Upadki, które widzimy z perspektywy trybun lub sprzed ekranu telewizora i wynikłe z nich mniej lub bardziej poważne kontuzje to tylko wierzchołek góry lodowej. Całe rzesze skoczków nie dotrwało do statusu seniora lub do występów w zawodach najwyższej rangi wyeliminowane przez dramatyczne sytuacje na skoczni. Szwajcar Matthias Lötscher to jeden z tych pechowców, którzy za miłość do skakania zapłacili bardzo wysoką cenę. I jeden z tych szczęśliwców, którym tragedię udało się przekuć w prywatny sukces.

Po tak jak podźwignął się po początkowym załamaniu związanym z fatalnym upadkiem miał tylko jedną chwilę słabości. Mniej więcej po upływie pół roku od feralnego zdarzenia spojrzał przez kuchenne okno w rodzinnym domu w Marbach na zimowy krajobraz. Cała okolica skuta lekkim mrozem przysypywana z wolna płatkami śniegu sprawiała baśniowe wrażenie. Tak bardzo chciał wyjść z domu i przypiąć narty... Płakał wniebogłosy. Ale jak sam twierdzi, nigdy więcej po dziś dzień nie dopadł go mentalny kryzys, a to, co nie zdołało go zabić w myśl popularnego powiedzenia wyjątkowo go wzmocniło.
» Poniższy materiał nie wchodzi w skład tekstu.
PR #6833, opened 2022-05-16

xk730:


heipizhu4 (changes requested):
Nice！Line86 should be changed to "需要[buildingname]：”,没有倒装。

heipizhu4 (approved):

Matthias Lötscher uprawiał równolegle skoki narciarskie i kombinację norweską, choć większy nacisk położył na tę drugą dyscyplinę. Gdy pod koniec marca 2005 roku 18-letni wówczas reprezentant Szwajcarii wyjeżdżał z Rovaniemi, gdzie odbywały się mistrzostwa świata juniorów, z dużym niedosytem, jego myśli wybiegały już w kierunku kolejnej zimy. W Finlandii zajął dopiero 53 miejsce w konkurencji sprintu w gronie 56 zawodników i 9 pozycję razem z kolegami w konkursie drużynowym. Nie mógł wtedy jeszcze wiedzieć, że były to ostatnie zawody w jego życiu. 17 czerwca 2005 roku zawodnicy i trenerzy obecni na skoczni w Kandersteg wstrzymali oddech. Lötscher runął z wielką siłą na zeskok i nie dawał oznak życia. Wezwany helikopter natychmiast przetransportował Mathiasa do najbliższego szpitala, gdzie zaczęła się walka o jego życie. Okazało się, że sportowiec doznał złamania piątego i szóstego kręgu szyjnego, co oznaczało tetraplegię, czyli paraliż czterokończynowy.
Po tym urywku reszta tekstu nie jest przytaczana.